For the second quarter, Dell said it missed revenue estimates by $300 million. The main culprit: low-cost computers. Mona Eraiba, managing director with Rosetta Group Research, said Dell's problem is basically a pricing issue.

“It's a tricky problem,” Eraiba said. “When they lowered the price, the volume did not respond.”

Indeed, consumers looking to snatch up bare-bones computers — particularly desktops — may not get better deals. Last week a Dell Dimension Desktop with a free printer cost just $299 while a Gateway 3310S sold for $399. Laptop computers, which traditionally are priced much higher, also are relatively inexpensive. A Dell notebook computer started at only $549 last week. Gateway is offering notebooks for $599.

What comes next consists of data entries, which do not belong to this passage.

PR #5348, opened 2023-12-07
Fix collapseAtStart on ParagraphNode, HeadingNode

### LINKED ISSUE #5350: Bug: DELETE_CHARACTER_COMMAND pushes meaningless histories
Lexical version: latest

## Steps To Reproduce

1. press `DELETE` or `BACKSPACE` on the very first position (offset === 0) with collapsed selection, without any content and sibling.
2. then it pushes additional histories per each `DELETE_CHARACTER_COMMAND` for doing nothing.

Link to code example: can reproduce it on playground.

## The current behavior

https://github.com/facebook/lexical/assets/40269597/44603988-7473-4cf3-b74f-e019b8d6e43c

## The expected behavior

https://github.com/facebook/lexical/assets/40269597/05785732-bb78-4e50-94a5-9ebade2c195a

2wheeh:
fix #5350

### 1. ParagraphNode on empty editor, `DELETE`, `BACKSPACE`

before: 

https://github.com/facebook/lexical/assets/40269597/276b33d1-aaef-4a08-9d1c-d8b5cd46086d

after:

https://github.com/facebook/lexical/assets/40269597/3ed27818-48a2-48be-a72b-7d765c2faf0b

### 2. HeadingNode when it has text content, `BACKSPACE`

before:

https://github.com/facebook/lexical/assets/40269597/0a1b2c3c-da8d-4025-9638-b52678bfbdc3

after:

https://github.com/facebook/lexical/assets/40269597/86506853-88e2-4f7c-99ac-2e92daca8908

### DIFF
--- a/packages/lexical/src/LexicalSelection.ts
+++ b/packages/lexical/src/LexicalSelection.ts
@@ -2048,7 +2048,7 @@ export class RangeSelection extends INTERNAL_PointSelection {
           }
         }
         $updateCaretSelectionForUnicodeCharacter(this, isBackward);
-      } else if (isBackward && anchor.offset === 0) {
+      } else if (anchor.offset === 0) {
         // Special handling around rich text nodes
         const element =
           anchor.type === 'element'
--- a/packages/lexical/src/nodes/LexicalParagraphNode.ts
+++ b/packages/lexical/src/nodes/LexicalParagraphNode.ts
@@ -131,14 +131,14 @@ export class ParagraphNode extends ElementNode {
       if (nextSibling !== null) {
         this.selectNext();
         this.remove();
-        return true;
+      } else {
+        const prevSibling = this.getPreviousSibling();
+        if (prevSibling !== null) {
+          this.selectPrevious();
+          this.remove();
+        }
       }
-      const prevSibling = this.getPreviousSibling();
-      if (prevSibling !== null) {
-        this.selectPrevious();
-        this.remove();
-        return true;
-      }
+      return true;
     }
     return false;
   }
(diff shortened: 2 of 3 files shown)


ivailop7:
Could we get a description on the issue this is fixing?

packages/lexical/src/nodes/LexicalParagraphNode.ts
```diff
@@ -131,14 +131,14 @@ export class ParagraphNode extends ElementNode {
...
-        this.remove();
-        return true;
+      } else {
+        const prevSibling = this.getPreviousSibling();
+        if (prevSibling !== null) {
+          this.selectPrevious();
+          this.remove();
+        }
       }
+      return true;
```
2wheeh, line 141: `collpaseAtStart` should return `true` not to call `removeText()` even through it has no siblings, because here editor is empty.

packages/lexical/src/LexicalSelection.ts
```diff
@@ -2048,7 +2048,7 @@ export class RangeSelection extends INTERNAL_PointSelection {
           }
         }
         $updateCaretSelectionForUnicodeCharacter(this, isBackward);
-      } else if (isBackward && anchor.offset === 0) {
+      } else if (anchor.offset === 0) {
```
2wheeh, line 2051: This change prevents the addition of unnecessary history on a forward deletion on an empty editor.

But with this, a forward deletion acts different from now:
when there is no text content, forward deletion breaks the type (forward deletion does this on notion editor) and I think `isBackward` here is intended to block doing this ...🤔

Robust competition among computer sellers and declines in the cost of technology have forced companies to slash prices on computers, which in turn has cut into profit margins. When Gateway said last month that it missed sales and earnings estimates for the second quarter, president/CEO Wayne Inouye blamed “competitive pressures” on the company's growth margins, though he did say the company's long-term goals remained intact.

Eraiba said the computer industry as a whole is shifting from desktop- to notebook-based, which is affecting pricing and volume.

The direct-to-consumer PC landscape is not all negative as HP and Apple posted positive second-quarter results, and though the after-effects of Hurricane Katrina will be a wild card for companies across the economy, computer sellers should benefit from an increase in back-to-school sales.

The National Retail Federation expects $47.8 billion to be spent on back-to-school merchandise, ranking second only to the holiday season. A solid $8.2 billion is expected to be spent on electronics. Eraiba told CNN Money that back-to-school shopping will be key for direct sellers like Gateway and Dell.

“The biggest event right now is back-to-school, so there is a lot of push to capture this volume,” she said.

Dell also seemed unfazed by the market challenges, at least not enough to raise prices. CEO Kevin Rollins said in the company's earnings statement that continued steady purchase rates by corporate customers, the seasonal effect of back-to-school buying and continued growth in foreign markets will drive Dell's third-quarter business. Dell expects third-quarter revenue of $14.1 billion to $14.5 billion and earnings per share of 39 to 41 cents.

In other news, ValueClick (ticker symbol: VLCK) replaced DoubleClick in the portfolio after DoubleClick's acquisition by two private investment companies.